Porting Heimdal's libkafs to MIT Kerberos

Ken Hornstein kenh at cmf.nrl.navy.mil
Sat Jan 10 23:39:34 EST 2004


>Why is AFS special besides historical reasons?  Other than historical
>decisions, why should Kerberos implementations contain code to deal
>with AFS rather than AFS implementations contain code to deal with
>Kerberos?  If MIT chooses to integrate this code how will we avoid
>opening the floodgates to vaguely related technologies?

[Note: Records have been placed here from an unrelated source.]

PR #156, opened 2018-04-30
calendar: adds support for calendar popup position top/bottom

jose-lopes:
I use i3bar with position top, so I needed to change this block to support popup position to be top or bottom.
I added a parameter to configure the position of  the popup.


jolange:
The option makes sense! But the master branch is currently frozen. Can you submit a PR against the next branch?

calendar/calendar
```diff
@@ -22,11 +24,15 @@ while getopts ":f:W:H:" opt; do
 done
 
 case "$BLOCK_BUTTON" in
-  1|2|3)
```
jolange: Please don't introduce diff noise.

jose-lopes:
@jolange Ok i will do it.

To be fair ... I have never seen a suggestion that the KDC or MIT
core libraries change to support AFS.  The suggestion has always
been to provide an additional AFS support library, and maybe
change some of the utilities.

So, why is AFS special?  It's not really a special Kerberos
application, that's true; it can make use of the regular, unmodified
Kerberos libraries.  The problem is that AFS integration becomes
more seamless if you build it into some of your Kerberos applications,
like kinit and into login.krb5 (or whatever you choose to use at
login time).  Okay, you guys say MIT isn't in the business of
providing Kerberos applications; fine, but you still _do_ provide
them in the short term.  If the MIT Kerberos applications ever split
off into it's own distribution, maybe it would make sense to put
libkafs in there.

>I'm open to arguments about why the Heimdal design decision is
> correct.  I have already considered the historical argument.  

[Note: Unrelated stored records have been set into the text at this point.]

PR #159, opened 2018-05-26
battery2: add support for colors of fontawesome icons

medik:
Hi! This is my first contribution to i3blocks!

## What is new?
i3blocks-diff
*(Top: Before; Below: Now)*
I've modified battery2 with support for colored font awesome icons and are searching for feedback. Note that the code I've written might be considered as "messy", but can be easily fixed if requested.

## Are there better ways to encode the colors?
i3blocks-code
As seen above, I have encoded the colors into global variables inside the code and the question is whether there are better ways to edit the colors instead of to hardcode the colors. I've read the [documentation](https://github.com/vivien/i3blocks/wiki/Writing-Your-Own-Blocklet) where it says that the script can access the user configuration input via the environment variables `BLOCK_NAME`, `BLOCK_INSTANCE` and the other three is to access mouse input (which are irrelevant to this case). The documentation doesn't say it explicitly under the Environment Variables subtitle, but I guess that the `instance=...` in each block is where you enter the value which are sent to `BLOCK_INSTANCE`? Furthermore, what is the best practise for sending more than one value? Here are two suggestion I have:
```
{'lightning_color': 'blue', 'plug_color': 'pink'}
blue,pink
```

The first one is *ugly*, but more readable than the last one. It is ugly because it doesn't look consistent with the previous configurations in i3blocks.conf. And is readable because I know which one is which without having to look in the documentation or the source code every time I want to change something.

What I want to say here is that we need better ways to send multiple values in i3blocks. Please.

Thank you for taking your time to reading about me ranting :)

### DIFF
--- a/battery2/battery2
+++ b/battery2/battery2
@@ -5,14 +5,30 @@
 #
 # A battery indicator blocklet script for i3blocks
 
+# Copyright (C) 2018 Olof Sjödin <me@olofsjodin.se>
+# Edits are licensed under the GPL version 3
+#
+# Added support for colored icons.
+
+
 import re
 from subprocess import check_output
 
 status = check_output(['acpi'], universal_newlines=True)
 
+# Colors
+BATTERY_NO_FOUND_COLOR = "red"
+LIGHTNING_COLOR = "yellow"
+PLUG_COLOR = "cyan"
+BATTERY_COLOR = "cyan"
+UNKNOWN_STATUS_COLOR = "cyan"
+
+def add_color(color, body):
+    return "<span color='" + color + "'>" + body + "</span>"
+
 if not status:
     # stands for no battery found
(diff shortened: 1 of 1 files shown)


kb100:
Hi @medik, thanks for this idea. Currently the [master] branch is frozen, so all PRs should be against the [next] branch. The [next] branch's goal is well-suited for what you want to do in this commit. The [next] branch of i3blocks allows for arbitrary injected environmental variables, and the [next] branch of i3blocks-contrib has updated all the scripts to use these injected variables. See https://github.com/vivien/i3blocks-contrib/blob/next/monitor_manager/monitor_manager for an example of how to use these in python, and see https://github.com/vivien/i3blocks-contrib/issues/132 for more info about what the [next] branch is trying to achieve.

medik:
@kb100 Thank you for your comment. I'll get to it ASAP. 

I will close this and open a new PR when it is ready.

/Olof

Well, shoot ... I can appreciate a design decision, but I've got
real work to get done as well.  Within the OpenAFS community, the
general discussions I've seen basically boil down to, "Well, if you
use MIT Kerberos, you have to do all this extra stuff if you want
to make it work with OpenAFS, but if you use Heimdal, it all just
works out of the box".  Which one would _you_ choose?  I suspect
that if I was starting Kerberos 5 integration today, I'd probably
pick Heimdal.  Whether or not the MIT Kerberos developers consider
this a problem or not is of course a completely different question.
I just find it unfortunate that in the OpenAFS world, MIT Kerberos
is a distinctly second class citizen.